Write each entry out once more, please, precisely as shown.

= = = =

PR #645, opened 2017-10-09
adding known issues

linsun:
https://github.com/istio/istio.github.io/issues/643

### DIFF
--- a/_docs/reference/release-notes.md
+++ b/_docs/reference/release-notes.md
@@ -88,5 +88,10 @@ identity provisioning. This agent runs on each node (VM / physical machine) and 
 - **Persistent CA Key/Certificate Storage**. Istio CA now stores signing key/certificates in
 persistent storage to facilitate CA restarts. 
 
+### Known Issues
+
+- **User may get periodical 404 when accessing the application**:  We have noticed that envoy doesn't get routes properly occasionally thus a 404 is returned to the user.  We are actively working on this [issue](https://github.com/istio/istio/issues/1038).
+- **Pilot reports ready before Pilot is actually ready**: You can check pods status in the `istio-system` namespace and wait a few seconds after all Istio Pods reach ready status.  We are actively working on this [issue](https://github.com/istio/istio/pull/1055).
+
 
 [Release notes for previous versions of Istio](./notes)
--- a/_docs/reference/release-notes.md
+++ b/_docs/reference/release-notes.md
@@ -90,8 +90,9 @@ persistent storage to facilitate CA restarts.
 
 ### Known Issues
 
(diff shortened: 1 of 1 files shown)


_docs/reference/release-notes.md
```diff
@@ -88,5 +88,10 @@ identity provisioning. This agent runs on each node (VM / physical machine) and
 - **Persistent CA Key/Certificate Storage**. Istio CA now stores signing key/certificates in
 persistent storage to facilitate CA restarts. 
 
+### Known Issues
+
+- **User may get periodical 404 when accessing the application**:  We have noticed that envoy doesn't get routes properly occasionally thus a 404 is returned to the user.  We are actively working on this [issue](https://github.com/istio/istio/issues/1038).
+- **Pilot reports ready before Pilot is actually ready**: You can check pods status in the `istio-system` namespace and wait a few seconds after all Istio Pods reach ready status.  We are actively working on this [issue](https://github.com/istio/istio/pull/1055).
```
ldemailly: replace Pilot by Istio-Ingress ?

_docs/reference/release-notes.md
```diff
@@ -88,5 +88,10 @@ identity provisioning. This agent runs on each node (VM / physical machine) and
 - **Persistent CA Key/Certificate Storage**. Istio CA now stores signing key/certificates in
 persistent storage to facilitate CA restarts. 
 
+### Known Issues
```
ldemailly: maybe we should also list here that with auth enabled you can't talk to k8s api server or non istio services
(and that for health checks you need to use a custom curl command)

_docs/reference/release-notes.md
```diff
@@ -88,5 +88,10 @@ identity provisioning. This agent runs on each node (VM / physical machine) and
...
+
+- **User may get periodical 404 when accessing the application**:  We have noticed that envoy doesn't get routes properly occasionally thus a 404 is returned to the user.  We are actively working on this [issue](https://github.com/istio/istio/issues/1038).
```
geeknoid: envoy -> Envoy

_docs/reference/release-notes.md
geeknoid: pods status -> pod status
Istio Pods -> Istio pods
ready status -> ready state

_docs/reference/release-notes.md
linsun: Thanks.

_docs/reference/release-notes.md
linsun: these are already documented in security FAQ, but I did add non istio service as that is pretty major.  talking to K8S API server isn't that common...

_docs/reference/release-notes.md
linsun: updated.

linsun: updated.  I kept status as that is what kubectl output shows when I call `kubectl get pods`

= = = =

◆ **EXPECTED ANSWER**
PR #645, opened 2017-10-09
adding known issues

linsun:
https://github.com/istio/istio.github.io/issues/643

### DIFF
--- a/_docs/reference/release-notes.md
+++ b/_docs/reference/release-notes.md
@@ -88,5 +88,10 @@ identity provisioning. This agent runs on each node (VM / physical machine) and 
 - **Persistent CA Key/Certificate Storage**. Istio CA now stores signing key/certificates in
 persistent storage to facilitate CA restarts. 
 
+### Known Issues
+
+- **User may get periodical 404 when accessing the application**:  We have noticed that envoy doesn't get routes properly occasionally thus a 404 is returned to the user.  We are actively working on this [issue](https://github.com/istio/istio/issues/1038).
+- **Pilot reports ready before Pilot is actually ready**: You can check pods status in the `istio-system` namespace and wait a few seconds after all Istio Pods reach ready status.  We are actively working on this [issue](https://github.com/istio/istio/pull/1055).
+
 
 [Release notes for previous versions of Istio](./notes)
--- a/_docs/reference/release-notes.md
+++ b/_docs/reference/release-notes.md
@@ -90,8 +90,9 @@ persistent storage to facilitate CA restarts.
 
 ### Known Issues
 
(diff shortened: 1 of 1 files shown)


_docs/reference/release-notes.md
```diff
@@ -88,5 +88,10 @@ identity provisioning. This agent runs on each node (VM / physical machine) and
 - **Persistent CA Key/Certificate Storage**. Istio CA now stores signing key/certificates in
 persistent storage to facilitate CA restarts. 
 
+### Known Issues
+
+- **User may get periodical 404 when accessing the application**:  We have noticed that envoy doesn't get routes properly occasionally thus a 404 is returned to the user.  We are actively working on this [issue](https://github.com/istio/istio/issues/1038).
+- **Pilot reports ready before Pilot is actually ready**: You can check pods status in the `istio-system` namespace and wait a few seconds after all Istio Pods reach ready status.  We are actively working on this [issue](https://github.com/istio/istio/pull/1055).
```
ldemailly: replace Pilot by Istio-Ingress ?

_docs/reference/release-notes.md
```diff
@@ -88,5 +88,10 @@ identity provisioning. This agent runs on each node (VM / physical machine) and
 - **Persistent CA Key/Certificate Storage**. Istio CA now stores signing key/certificates in
 persistent storage to facilitate CA restarts. 
 
+### Known Issues
```
ldemailly: maybe we should also list here that with auth enabled you can't talk to k8s api server or non istio services
(and that for health checks you need to use a custom curl command)

_docs/reference/release-notes.md
```diff
@@ -88,5 +88,10 @@ identity provisioning. This agent runs on each node (VM / physical machine) and
...
+
+- **User may get periodical 404 when accessing the application**:  We have noticed that envoy doesn't get routes properly occasionally thus a 404 is returned to the user.  We are actively working on this [issue](https://github.com/istio/istio/issues/1038).
```
geeknoid: envoy -> Envoy

_docs/reference/release-notes.md
geeknoid: pods status -> pod status
Istio Pods -> Istio pods
ready status -> ready state

_docs/reference/release-notes.md
linsun: Thanks.

_docs/reference/release-notes.md
linsun: these are already documented in security FAQ, but I did add non istio service as that is pretty major.  talking to K8S API server isn't that common...

_docs/reference/release-notes.md
linsun: updated.

linsun: updated.  I kept status as that is what kubectl output shows when I call `kubectl get pods`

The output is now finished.